Towards Practical Lipschitz Bandits
This work addresses the challenge of efficient exploration-exploitation in bandit algorithms for practical applications such as hyperparameter tuning, representing an incremental improvement with a novel model.
The paper tackles the problem of optimizing rewards and minimizing regret in Lipschitz bandit problems by introducing a framework that adaptively learns partitions of context- and arm-space, linking tree-based methods to Gaussian processes and designing a novel hierarchical Bayesian model. The result is state-of-the-art performance in real-world tasks like neural network hyperparameter tuning.

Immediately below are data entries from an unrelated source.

PR #51, opened 2020-05-26
Adds a utility to generate the dependency graph of each package

nkcr:


internal/depgraph/mod.go
```diff
@@ -0,0 +1,324 @@
...
+		if !os.IsNotExist(err) && !c.Bool("force") {
+			return xerrors.Errorf("file '%s' already exist, use '-F' to "+
+				"overwrite", c.String("out"))
+		}
+
+		out, err = os.Create(c.String("out"))
+		if err != nil {
+			return xerrors.Errorf("failed to create output file: %v", err)
+		}
+	}
```
pierluca, line 165: The overall `run` function is extremely long.

I would extract one or more functions dedicated to parsing the configuration, hence improving readability.

internal/depgraph/mod.go
```diff
@@ -0,0 +1,324 @@
...
+		_, err := os.Stat(c.String("out"))
+		if !os.IsNotExist(err) && !c.Bool("force") {
+			return xerrors.Errorf("file '%s' already exist, use '-F' to "+
+				"overwrite", c.String("out"))
+		}
+
+		out, err = os.Create(c.String("out"))
+		if err != nil {
+			return xerrors.Errorf("failed to create output file: %v", err)
+		}
```
pierluca, line 164: this by itself could be a function returning `out, err`

internal/depgraph/mod.go
```diff
@@ -0,0 +1,324 @@
...
+	for _, it := range config.Interfaces {
+		interfaces[it] = struct{}{}
+	}
+
+	// links will contain, for every package, a bag of dependencies. The bag is
+	// done with a dummy map.
+	links := make(map[string]map[string]struct{})
+
+	// parseFile will be called recursively on each file and folder
+	parseFile := func(path string, f os.FileInfo, err error) error {
```
pierluca, line 178: same reasoning, to improve readability: 
- I would extract this as a separate function, taking config & links as an extra parameter
- call filepath.Walk with a simple function wrapper which inserts the parameters

internal/depgraph/mod.go
```diff
@@ -0,0 +1,324 @@
...
+
+		// we exclude the dir and non-go files
+		if f.IsDir() || !strings.HasSuffix(f.Name(), ".go") ||
+			strings.HasSuffix(f.Name(), "_test.go") {
+
+			return nil
+		}
+
+		// we exclude test files if not otherwise asked
+		if !c.Bool("withTest") && strings.HasSuffix(f.Name(), "_test.go") {
```
pierluca, line 191: I'd consider moving the "withTest" parameter to the overall configuration

pierluca:
Nice tool ! 

I don't know the context, so I may be missing something, but taking a step back, isn't there something out there we could have used (or adapted) to do the same job?

internal/depgraph/mod.go
nkcr: You mean the config file? Doing that means you must provide the config file to use it, where sometimes you don't want to do that. Since this is just a simple bool argument that shouldn't be used that often, I'd prefer keeping it as it is, like the "-F" argument.

pierluca: No, I meant the `type config struct`

nkcr:
Thanks for the review. Indeed I didn't find any tool that would suit our needs. There is the `go mod graph` that can somehow print a graph, but then we need to filter stuff and highlight our interfaces.
`depgraph` stays an internal tool for dela (internal/ is meant for that) that does a tailored job we need.

internal/depgraph/mod.go
```diff
@@ -0,0 +1,360 @@
...
+	"strings"
+	"time"
+
+	"github.com/urfave/cli/v2"
+	"golang.org/x/xerrors"
+	"gopkg.in/yaml.v2"
+)
+
+/*
+	This package provides a utility CLI to generate the dependency graph of each
```
Gilthoniel, line 23: Can you use the Go doc syntax ? At the beginning of the file with `Package main provides ...`

Gilthoniel: The first line is seen in the doc, and if you make a new line for the example, it's only when you go read the package doc.

internal/depgraph/mod.go
```diff
@@ -0,0 +1,360 @@
...
+	}
+
+	configPath := c.String("config")
+	if configPath != "" {
+		configBuf, err := ioutil.ReadFile(configPath)
+		if err != nil {
+			return config, xerrors.Errorf("failed to read config file: %v", err)
+		}
+
+		err = yaml.Unmarshal([]byte(configBuf), &config)
```
Gilthoniel, line 182: `err = yaml.Unmarshal(configBuf, &config)`

internal/depgraph/mod.go
```diff
@@ -0,0 +1,360 @@
...
+		return os.Stdout, nil
+	}
+
+	_, err := os.Stat(config.OutFile)
+	if !os.IsNotExist(err) && !config.OverWrite {
+		return nil, xerrors.Errorf("file '%s' already exist, use '-F' to "+
+			"overwrite", config.OutFile)
+	}
+
+	out, err := os.Create(config.OutFile)
```
Gilthoniel, line 207: If folders are given in the parameter and they don't exist, it will fail.

Gilthoniel (approved):

PR #54, opened 2020-05-27
Tentative of a cli template

Gilthoniel:
This PR implements a tentative of a CLI template for the modules to follow to implement their own controllers that can be chosen before compiling an ledger application.

Also: implement a controller to create a network of nodes with grpc


Gilthoniel:
example

With nodes started using: `memcoin --socket /tmp/node1.sock start --port 2000`

mino/minogrpc/controller/mod.go
```diff
@@ -0,0 +1,93 @@
...
+				Required: true,
+			},
+		).
+		Action(joinAction{})
+}
+
+// Run implements cmd.Controller. It starts the minogrpc instance and inject it
+// in the dependency resolver.
+func (m minimal) Run(ctx cmd.Context, inj cmd.Injector) error {
+	rf := routing.NewTreeRoutingFactory(3, minogrpc.AddressFactory{})
```
nkcr, line 76: we might want to extract `3` to a constant

mino/minogrpc/mod.go
```diff
@@ -97,16 +101,31 @@ type AddressFactory struct{}
...
+// Joinable is an extension of the mino.Mino interface to allow distant servers
+// to join a network of participants.
+type Joinable interface {
+	mino.Mino
+
+	GetCertificate() *tls.Certificate
+
+	GetCertificateStore() certs.Storage
+
+	Token(expiration time.Duration) string
```
nkcr, line 120: We use Get+element above, why not here? Or maybe `GenerateToken`.

mino/minogrpc/overlay.proto
```diff
@@ -4,6 +4,29 @@ package minogrpc;
 
 import "google/protobuf/any.proto";
 
+// Certificate is wrapper around a x509 raw certificate and its address.
```
nkcr, line 7:
```suggestion
// Certificate is a wrapper around a x509 raw certificate and its address.
```

mino/minogrpc/overlay.proto
```diff
@@ -4,6 +4,29 @@ package minogrpc;
...
+    bytes address = 1;
+    bytes value = 2;
+}
+
+message CertificateAck {}
+
+// JoinRequest sends a request to join a network to a distant node. It must
+// contain a valid token and its own certificate.
+message JoinRequest {
+    string token = 1;
```
nkcr, line 18: Is the token a hex encoded string or really any unicode char?

mino/minogrpc/overlay.proto
```diff
@@ -16,6 +39,14 @@ message Envelope {
 }
 
 service Overlay {
+    // Join handles join request from a unknown node. It accepts to share the
```
nkcr, line 42:
```suggestion
    // Join handles join request from an unknown node. It accepts to share the
```

mino/minogrpc/overlay.proto
```diff
@@ -16,6 +39,14 @@ message Envelope {
...
+    // certificates if the token is valid.
+    rpc Join(JoinRequest) returns (JoinResponse) {}
+
+    // Share handle a certificate share from another participant of the network.
```
nkcr, line 46:
```suggestion
    // Share handles a certificate share from another participant of the network.
```

mino/minogrpc/server.go
```diff
@@ -45,6 +47,83 @@ type overlayServer struct {
...
+
+	for to, cert := range list {
+		text, err := to.MarshalText()
+		if err != nil {
+			return nil, xerrors.Errorf("couldn't marshal address: %v", err)
+		}
+
+		msg := &Certificate{Address: text, Value: cert}
+
+		// Prepare the list of send back to the new node.
```
nkcr, line 74: it's too late for me to rephrase it, but it seems that a word should be changed.

mino/minogrpc/server.go
```diff
@@ -45,6 +47,83 @@ type overlayServer struct {
...
+		ack++
+	}
+
+	// 3. Return the set of known certificates.
+	return &JoinResponse{Peers: peers}, nil
+}
+
+func (o overlayServer) Share(ctx context.Context, msg *Certificate) (*CertificateAck, error) {
+	// TODO: verify the validity of the certificate by connecting to the distant
+	// node by that requires a protection against malicious share.
```
nkcr, line 113:
```suggestion
	// node but that requires a protection against malicious share.
```

mino/minogrpc/tokens/mod.go
```diff
@@ -0,0 +1,59 @@
+// Package tokens defines a token holder to generate and validate access tokens.
+// and provides an implementation in-memory.
```
nkcr, line 2:
```suggestion
// Package tokens defines a token holder to generate and validate access tokens
// and provides an in-memory implementation.
```

mino/minogrpc/tokens/mod.go
```diff
@@ -0,0 +1,59 @@
...
+
+	holder.Lock()
+	holder.tokens[str] = time.Now().Add(expiration)
+	holder.Unlock()
+
+	return str
+}
+
+// Verify implements tokens.Holder. It returns true if the token is valid.
+func (holder *InMemoryHolder) Verify(token string) bool {
```
nkcr, line 49: shouldn't the token also store the node address it has been issued to? Right now someone could potentially eave drop on the network, stole the token and use it. Verify would then be

```go
Verify(token string, origin mino.Address)
```

mino/minogrpc/server.go
```diff
@@ -319,6 +461,7 @@ func makeCertificate() (*tls.Certificate, error) {
 
 	tmpl := &x509.Certificate{
 		SerialNumber: big.NewInt(1),
+		DNSNames:     []string{},
```
nkcr, line 464: Not used.. yet?

cmd/mod.go
```diff
@@ -0,0 +1,100 @@
...
+	// Execute processes a command received from the CLI on the daemon.
+	Execute(Request) error
+}
+
+// Builder defines how to build a list of commands to tweak the ledger.
+type Builder interface {
+	// Command populates a new command.
+	Command(name string) CommandBuilder
+
+	Start(...Flag) Builder
```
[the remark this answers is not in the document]
Gilthoniel: Old habits on the build design pattern.

cmd/injector.go
```diff
@@ -0,0 +1,39 @@
...
+
+func (inj *reflectInjector) Resolve(v interface{}) error {
+	rv := reflect.ValueOf(v)
+	if rv.Kind() != reflect.Ptr {
+		return xerrors.New("expect a pointer")
+	}
+
+	for typ, value := range inj.mapper {
+		if typ.AssignableTo(rv.Elem().Type()) {
+			rv.Elem().Set(reflect.ValueOf(value))
```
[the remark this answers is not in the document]
Gilthoniel: The two approaches work I guess, I prefer this one because the work is done automatically.

mino/minogrpc/certs/mod.go
```diff
@@ -0,0 +1,41 @@
...
+
+	// Delete removes all the certificates associated with the address.
+	Delete(mino.Address)
+
+	// Range iterates over the certificates hold by the store.
+	Range(func(addr mino.Address, cert *tls.Certificate) bool)
+
+	// Fetch calls the address to fetch its certificate and verifies the
+	// integrity with the given digest.
+	Fetch(Dialable, []byte) error
```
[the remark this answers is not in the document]
Gilthoniel: Like any other error ? Why would you be more interested in the hash mismatch than a connection timeout for instance ?

mino/minogrpc/overlay.proto
Gilthoniel: It's a string. That's left to the implementation to generate bytes and convert them in hex (or base64 like it's doing now)

mino/minogrpc/tokens/mod.go
Gilthoniel: Not sure where you can eavesdrop as the request is sent over TLS.

mino/minogrpc/server.go
Gilthoniel: my mistake

Gilthoniel:
@nkcr Thanks a lot, I wasn't super happy with the abstraction but it now looks much better. I changed one thing from our discussion this morning which is the _Action_ for a node builder that is now a _ActionTemplate_ that you transformed into an actual action which allows to have the abstraction at the top level.

mino/minogrpc/certs/mod.go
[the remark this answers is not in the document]
nkcr: will be addressed by #55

Stochastic Lipschitz bandit algorithms balance exploration and exploitation, and have been used for a variety of important task domains. In this paper, we present a framework for Lipschitz bandit methods that adaptively learns partitions of context- and arm-space. Due to this flexibility, the algorithm is able to efficiently optimize rewards and minimize regret, by focusing on the portions of the space that are most relevant. In our analysis, we link tree-based methods to Gaussian processes. In light of our analysis, we design a novel hierarchical Bayesian model for Lipschitz bandit problems. Our experiments show that our algorithms can achieve state-of-the-art performance in challenging real-world tasks such as neural network hyperparameter tuning.